* Task prompt
For each line in the records that contains "GefThemeCommand", make a copy.

* Excerpted data
- Opening Delimiter -

PR #628, opened 2021-04-01
Use python3-style super() calls

Grazfather:
Since we don't use python2 we should be able to clean up the super calls.

Also, we don't lint bad super calls so we can remove the pylint comment.

### DIFF
--- a/gef.py
+++ b/gef.py
@@ -4793,7 +4793,7 @@ class GefThemeCommand(GenericCommand):
     _syntax_ = "{:s} [KEY [VALUE]]".format(_cmdline_)
 
     def __init__(self, *args, **kwargs):
-        super().__init__(GefThemeCommand._cmdline_)
+        super().__init__(self._cmdline_)
         self.add_setting("context_title_line", "gray", "Color of the borders in context window")
         self.add_setting("context_title_message", "cyan", "Color of the title in context window")
         self.add_setting("default_title_line", "gray", "Default color of borders")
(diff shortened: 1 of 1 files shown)


gef.py
```diff
@@ -8419,7 +8419,7 @@ class HexdumpQwordCommand(HexdumpCommand):
     _example_ = "{:s} qword $rsp L16 REVERSE".format(_cmdline_)
 
     def __init__(self):
-        super(HexdumpCommand, self).__init__(complete=gdb.COMPLETE_LOCATION) #pylint: disable=bad-super-call
+        super().__init__()
```
hugsy, line 8422: Why did you remove the completion class here?
Also `gdb.COMPLETE_SYMBOLS` is here probably more suited than location

gef.py
```diff
@@ -9890,7 +9888,7 @@ class GefCommand(gdb.Command):
     _syntax_  = "{:s} (missing|config|save|restore|set|run)".format(_cmdline_)
 
     def __init__(self):
-        super(GefCommand, self).__init__(GefCommand._cmdline_,
+        super().__init__(GefCommand._cmdline_,
                                          gdb.COMMAND_SUPPORT,
```
hugsy, line 9892: Can you tab-align?

hugsy (changes requested):
Globally ok, not sure why you removed the completer for hexdump and patch.
Few stuff to fix

gef.py
Grazfather: the completion is adopted from its super class

gef.py
```diff
@@ -10203,7 +10198,7 @@ class GefSaveCommand(gdb.Command):
     _syntax_  = _cmdline_
 
     def __init__(self, *args, **kwargs):
-        super(GefSaveCommand, self).__init__(GefSaveCommand._cmdline_, gdb.COMMAND_SUPPORT,
+        super().__init__(GefSaveCommand._cmdline_, gdb.COMMAND_SUPPORT,
                                              gdb.COMPLETE_NONE, False)
```
hugsy, line 10202: still not align

gef.py
```diff
@@ -10243,7 +10238,7 @@ class GefRestoreCommand(gdb.Command):
     _syntax_  = _cmdline_
 
     def __init__(self, *args, **kwargs):
-        super(GefRestoreCommand, self).__init__(GefRestoreCommand._cmdline_,
+        super().__init__(GefRestoreCommand._cmdline_,
                                                 gdb.COMMAND_SUPPORT,
```
hugsy, line 10242: same here
and below

hugsy (changes requested):

Grazfather:
Oops! My mistake.

hugsy (approved):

- Closing Delimiter -

* Response area
@@ -4793,7 +4793,7 @@ class GefThemeCommand(GenericCommand):
-        super().__init__(GefThemeCommand._cmdline_)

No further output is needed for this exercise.